OK about the crash, we will avoid to use tpc until we upgrade. Is it only necessary to upgrade FST for this, or also MGM ?

About the full booting of FST, we observed that the LevelDB is more prone to not be properly shutdown than was sqlite, could it be ?

Hi Franck,

Yes, the problem is generic to any EOS instance. I’ve committed a fix for this and this behaviour should go away in 4.2.19. The corresponding commit:
https://gitlab.cern.ch/dss/eos/commit/d562fd5c40395ba43762ebfdaf8c64edbaf3f051

The fix for the TPC requires an update of the FSTs.

Whenever the FST crashes with a segmentation fault and the proper shut-down procedure is not followed then this will result in a resync at start-up. It’s just that now we’re more careful than before. It doesn’t mean that the leveldb is actually corrupted but it’s just that we want to be on the safe side.

Cheers,
Elvin

Good, thank you ! This fix requires only an update of the MGM, correct ?
But with this, we will still have remaining xsmap files previously created ? Would they be ignored even if present (that would be ideal) ? Otherwise, any way to remove them ? Since we have to keep the ones for rain6 files, a mere find of the filsystems doesn’t seem on option. Maybe could they be removed on demand during some verify or resync command ? Unless this has no sense…

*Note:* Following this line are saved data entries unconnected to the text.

PR #1739, opened 2026-07-30
chore(ci): gate the registry README sources against silent staleness

### LINKED ISSUE #1738: CI: gate the registry README sources so a stale README cannot ship silently
The four registry READMEs — npm (`rocketride`), PyPI (`rocketride`), PyPI (`rocketride-mcp`), and the VS Code Marketplace + OpenVSX — are **not** stored in git. Each package's `scripts/tasks.js` copies one in from `docs/` at build time, which is why those directories contain no `README.md`:

```
packages/client-python/scripts/tasks.js:52      docs/README-python-client.md
packages/client-mcp/scripts/tasks.js:62         docs/README-mcp-client.md
packages/client-typescript/scripts/tasks.js:73  docs/README-typescript-client.md
apps/vscode/scripts/tasks.js:40                 docs/README-vscode.md
```

That copy is **silent when it breaks**, and the consequence is unusually long-lived: a registry README cannot be corrected without publishing a new version, so a stale or wrong one stays live until the next release of that artifact.

Three failure modes, none of which anything currently catches:

1. a `README_SRC` path renamed on one side only — the build copies nothing or the wrong file, every check stays green
2. a `README.md` committed into a package directory, shadowing the generated one — which wins is then decided by build order rather than intent
3. a **relative** link or image in a source README — invisible in review, because each registry resolves relative paths against *itself* rather than against GitHub. A README that renders perfectly in the repo can render broken on npm, PyPI and the Marketplace simultaneously, and `vsce` needs `--baseContentUrl` to have any chance at all

Proposal: a dependency-free check in CI that fails on any of the three. Raised by Charlie while refreshing all four sources (#1736).

kwit75:
Closes #1738. Follow-up to @charliegillet's #1736 — he asked how the five registry READMEs stay up to date, and the honest answer had two halves.

## The half that was already done

**The CI integration already exists.** Each package copies its own README from `docs/` at build time, which is why none of those directories has a `README.md`:

```
packages/client-python/scripts/tasks.js:52      docs/README-python-client.md
packages/client-mcp/scripts/tasks.js:62         docs/README-mcp-client.md
packages/client-typescript/scripts/tasks.js:73  docs/README-typescript-client.md
apps/vscode/scripts/tasks.js:40                 docs/README-vscode.md
```

Also worth stating because it sets the ceiling: **no registry lets a README change without publishing a new version.** npm serves it from the tarball, PyPI's description is per-release, the Marketplace and OpenVSX need a new extension version. So "up to date" can only mean "correct at each release", and the five pages legitimately diverge between releases because the artifacts ship on different cadences.

## The half that was missing

Nothing verified the copy happened, or that what shipped matched the source. This adds `.github/scripts/check-readme-sources.mjs` as a small CI job that fails on the three ways it breaks:

| # | Failure | Why it is invisible today |
|---|---|---|
| 1 | `README_SRC` points at a missing file | build copies nothing or the wrong file; every check stays green |
| 2 | a `README.md` committed into a package dir | shadows the generated one — which wins is decided by build order, not intent |
| 3 | a relative link or `` in a source README | each registry resolves relative paths against **itself**, not GitHub |

**(3) is the one worth automating.** A README with relative links renders perfectly in the repo and broken on npm, PyPI and the Marketplace simultaneously, and `vsce` needs `--baseContentUrl` to have any chance at all. All four sources are currently clean — 11 links in the Python one, 15 in the VS Code one, zero relative targets — so this keeps a good state rather than fixing a bad one.

It also **fails if it finds no `tasks.js` referencing `README_SRC` at all**, rather than passing vacuously. An empty match would mean the convention had moved and the gate had quietly stopped checking anything, which is precisely the failure it exists to prevent.

## Verified in both directions

A gate that only ever passes is decoration, so:

```
clean tree                             -> exit 0, "4 copy step(s), 4 source(s)"
README_SRC renamed to a missing file   -> exit 1, names the file
README.md committed into a package     -> exit 1, names the path
relative link + relative <img>         -> exit 1, names file:line and the target
```

One note on how that was checked, because it is the trap: **exit codes were read without a pipe.** `node script.mjs | head` reports `head`'s status in `$?`, not node's — my first run showed `rc=0` on all three failing cases and the script was fine all along. Reading it that way is how a non-gating gate gets merged.

## Two placement details

- The script lives in `.github/scripts/`, not `build/` — **`build/` is gitignored**, so the file would have existed on my machine and been missing in CI. `git add` refusing it is what caught that.
- Dependency-free (`node:fs` + `node:path` only), so the job is checkout + setup-node + one `run`. No install step, ~10s.

Not touching the existing copy steps or Charlie's content — this only adds the check.

## Summary by CodeRabbit

* **Documentation**
  * Added automated validation for README source files, including missing sources, shadowed generated files, and unsupported relative links or images.
  * Invalid README references and assets are now detected before documentation changes are accepted.

* **Chores**
  * Added continuous integration reporting for README validation failures.

* **Tests**
  * Added regression coverage for valid and invalid README structures, links, images, and source declarations.


.github/scripts/check-readme-sources.mjs
```diff
@@ -0,0 +1,149 @@
...
+// (3) needs saying because it is invisible in review: each registry resolves
+// relative paths against ITSELF, not against GitHub. A README that renders
+// perfectly in the repo can render broken on npm, PyPI and the Marketplace
+// simultaneously, and the VS Code packer needs --baseContentUrl to have any
+// chance at all. Absolute URLs are the only form that works in all five places.
+//
+// Run: node .github/scripts/check-readme-sources.mjs
+// =============================================================================
+
+import { readFileSync, existsSync, readdirSync, statSync } from 'node:fs';
```
asclearuc, line 33: **nit — `statSync` is imported but never used.**

This line imports `statSync` from `node:fs`, but the script never calls it (only `readFileSync`, `existsSync`, and `readdirSync` are used). Drop it to keep the import clean.

```suggestion
import { readFileSync, existsSync, readdirSync } from 'node:fs';
```

asclearuc (changes requested):
Thanks for this, @kwit75 — the gate is genuinely useful and the write-up (the `| head` exit-code trap especially) is first-rate.

Requesting changes on the wiring, not the idea. The `readme-sources` job runs the script correctly — no `continue-on-error`, and it scans the whole tree so it is not diff-aware — but it is never added to `ci-ok.needs`, and `ci-ok` is documented as the only Required branch-protection check. A failing gate therefore turns the `README sources` job red while the required `CI OK` stays green, so the merge is still allowed and the gate does not gate. Proof: `grep -n 'readme-sources' .github/workflows/ci.yml` returns only the job (lines 226/236) and nothing in `ci-ok.needs` (line 319). Fix: add `readme-sources` to `ci-ok.needs` and to its diagnostic `echo`, then break a `README_SRC` and confirm `CI OK` (not just `README sources`) reports failure. Same point CodeRabbit raises at https://github.com/rocketride-org/rocketride-server/pull/1739#discussion_r3679355807 (Major).

Two more blockers. (1) The 149-line script has no committed regression test — the four cases in the description were checked by hand only; please add a test (fixtures plus expected exit codes) so the gate cannot silently regress. (2) CodeRabbit https://github.com/rocketride-org/rocketride-server/pull/1739#discussion_r3679355805 (Major) is valid — reference-style links (`[x]: ./y`) and `<a href="./y">` bypass the `LINK` and `` checks, which is exactly the relative-link class this gate exists to catch.

Non-blocking: CodeRabbit https://github.com/rocketride-org/rocketride-server/pull/1739#discussion_r3679355811 matches every other checkout in this workflow (top-level `permissions: contents: read` already applies, the job uploads no artifacts, and setup-node is given no `cache:` input so the cache-poisoning half is a false positive) — a repo-wide hardening call, not a blocker for this PR. One inline nit below.

kwit75:
All three blockers in `f5a3b5fa`. Blocker 1 deserves calling out plainly.

## 1. The gate did not gate

You're right, and it's the funny kind of right: I wrote a gate to catch a check that silently stops working, and shipped it wired to nothing. `readme-sources` was never in `ci-ok.needs`, `ci-ok` is the only Required check, so a failing gate turned **README sources** red while **CI OK** stayed green and the merge went through regardless.

Same last-hop failure the gate exists to catch, one level up. The check worked. The wiring didn't.

Added to `needs` and to both diagnostic `echo` lines.

## 2. The two forms that slipped past

Both were exactly the class this gate is for:

- **Reference-style definitions** — `[guide]: ./guide.md` sits far from the `[text][guide]` that consumes it, so the inline pattern never sees it. Anchored to start-of-line so a `[x]: y` inside prose isn't mistaken for a definition.
- **`<a href="./x">`** — badge rows wrap an image in a link, so a README could pass the `` check and still ship a relative anchor right beside it.

## 3. The test, and proof it discriminates

`check-readme-sources.test.mjs` — 9 cases over throwaway fixture trees, `node:test` only, matching the gate's own dependency-free constraint. Needed one small hook: `README_GATE_ROOT` so the gate can be pointed at a fixture instead of the repo.

**Asserting on exit code, not stdout.** Exit code is the only thing CI reads; a stdout assertion would happily pass a script that prints every complaint and exits 0 — which is the failure mode under discussion.

**And I checked the tests actually fail without the fix**, because 9 green tests prove nothing on their own:

```
both new detection blocks removed:  7 pass, 2 fail   <- exactly the two new cases
restored:                           9 pass, 0 fail
gate against the real tree:         exit 0
```

The 7 that pass in both are the pre-existing behaviour — worth having, but they aren't what these two blocks buy.

**The test runs in the same job, before the gate.** A separate job would let the two drift apart, and "run the gate without its test" is precisely how a gate quietly stops detecting things.

## On the non-blocking checkout note

Agreed with your read — it matches every other checkout here, top-level `permissions: contents: read` already applies, no artifacts are uploaded, and `setup-node` gets no `cache:` input, so the cache-poisoning half doesn't apply. Repo-wide hardening call rather than something to settle in this PR.

Ready for another look.

nihalnihalani:
CI is 17/17 green here and `mergeable_state: blocked` reflects @asclearuc's standing CHANGES_REQUESTED rather than a failure, so a re-review request may be all that is missing.

One thing worth settling first, since it is not visible from this branch: #2139 replaces the mechanism this gate inspects. Under it the sources move to `docs/public/<name>/README.md`, and drift is caught by `scripts/validate-client-docs.py` plus a new `.github/workflows/docs-schemas.yml` rather than by comparing each package's `README_SRC`. The `README_SRC`-in-`tasks.js` discovery here would have to follow it, so one of the two PRs breaks the other on rebase — worth agreeing an order with @dylan-savage.

CodeRabbit's last finding (unquoted `href=` attributes, 2026-08-08) also still looks open; it landed three minutes after your push.

dk-rocketride:
Picking up @asclearuc's review point so this stops sitting: the fix is to add the `readme-sources` job to `ci-ok.needs` (and let it fail rather than `continue-on-error`), so it becomes an actually-enforced gate — today it runs but can't block, which defeats the purpose. The gate logic itself is good and worth keeping. Since the original author's account is inactive, this needs an active owner to make that one-line wiring change and confirm `ci-ok` stays the single Required check. I can adopt it if we want it this cycle.

dk-rocketride:
Correction to my note above — I trusted the stale review; the wiring is **already done**. Current head `ci.yml` line 326: `ci-ok.needs` includes `readme-sources`, and the job has no `continue-on-error`, so a failure fails `ci-ok` and blocks. @asclearuc's change was addressed by the 2026-08-08 commit, which post-dates his 2026-07-31 review — so the CHANGES_REQUESTED is stale, not open.

Refreshing CI against current develop and re-requesting review. @asclearuc — your `ci-ok.needs` point is in; a re-review clears this to merge.

nihalnihalani:
@kwit75 Closing, the premise no longer holds. Ran this PR's own gate script against current develop, fails immediately, #2139 moved READMEs to a committed-file model this gate doesn't recognize, and that pipeline already has its own drift check (`docs:check`). Merging as-is breaks CI on day one. #1738 tracks the same thing, worth closing or retargeting too.

@Rod-Christensen tagging for a second set of eyes outside `.github/`.

kgarg2468 (changes requested):
The three original review blockers are resolved, but this implementation is now superseded and incompatible with current `develop`.

#2139 replaced the `README_SRC = path.join(DOCS_DIR, ...)` model with a committed `FILE_EXPORTS` / `docs:check` pipeline. This PR's required gate rejects the new `PACKAGE_DIR` declarations and committed generated READMEs, so merging it would make `README sources` and therefore `CI OK` fail.

Please close this as superseded, or rebase and implement any remaining validation inside the current export/check pipeline. If retained, the test must validate an actual source-to-destination export rather than merely the presence of a `README_SRC` constant.

## For your agents

**Goal:** Avoid landing a second, incompatible README-validation system after the repository has already migrated to `FILE_EXPORTS` and `docs:check`.

**Relevant context:** This branch recognizes only `README_SRC = path.join(DOCS_DIR, ...)` and rejects committed generated package READMEs. Current `develop` intentionally uses `PACKAGE_DIR/README.md`, tracked export mirrors and image-link rewriting. The branch's old green checks predate that migration.

**Recommended path:** Close this PR as superseded by #2139. If a remaining validation gap is still desired, implement it as a focused change to the current manifest/export pipeline.

**If retaining the PR:**
- Rebase before editing.
- Replace task-file constant discovery with validation of the current explicit source/destination export manifest.
- Ensure the test fixture performs a real copy/export action; a standalone `README_SRC` declaration is not proof that publishing uses it.
- Use structural Markdown/HTML parsing or sufficiently complete fixtures so fenced examples do not fail while valid unquoted/angle/title forms cannot bypass checks.

**Acceptance criteria:** The gate accepts every current export declaration, validates the file actually packaged, catches a removed or misrouted export, and feeds a required current-base CI check without rejecting intentional generated mirrors.

**Verification:** Run `docs:check`/export tests against current `develop`, mutate one source, destination and copy registration at a time to prove the gate fails, and rerun the full required CI graph.

dk-rocketride:
Closing as superseded, per the review: #2139 replaced the `README_SRC` model with the committed `FILE_EXPORTS` / `docs:check` pipeline, and this gate would reject that pipeline's `PACKAGE_DIR` declarations and make `CI OK` fail. Any README-source validation that is still missing belongs inside `docs:check`.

OK for the TPC part, and for the full boot. Indeed, the full resync seems now almost automatic if the FST wasn’t shutdown correctly. Previously, we could avoid full resync most of the time, even for our cases of sudden reboot of the system. But I get you, better be on the safe side, this sounds right.

Yes, this requires an update of the MGM. The old xsmap file are ignored. They are still used and created for RAIN files.

OK, thank you. So after upgrade we would not need to bother about the xsmap files, and errors while draining or balancing, nor scandisk reports of block checksum corruption will be seen, right ?

I realized that on a separate test instance, running mixed 4.2.12 and 4.2.17, balancing of files don’t create the xsmap files. How could that be ? Is there some specific condition triggering them ? Some historical parameters of the files ?

What makes a difference is that setting the default “replica” layout in recent versions doesn’t set anymore the sys.blockchecksum attribute. That’s why when you test it in a new instance or a newly created directory where you do "attr set default=replica " you won’t see the blockxs files begin created even when drained or balanced.

In your (initial) case, probably those directories where created (long time ago in the beryl_aquamarine version) when the command also enforced the sys.blockchecksum extended attribute.

Ah OK, so we could mitigate the problem immediately by changing this attribute on the most used folders to avoid creation of blockchecksum from new files ?

Yes, to avoid creating blockxs files for drained/balanced files from those dirs.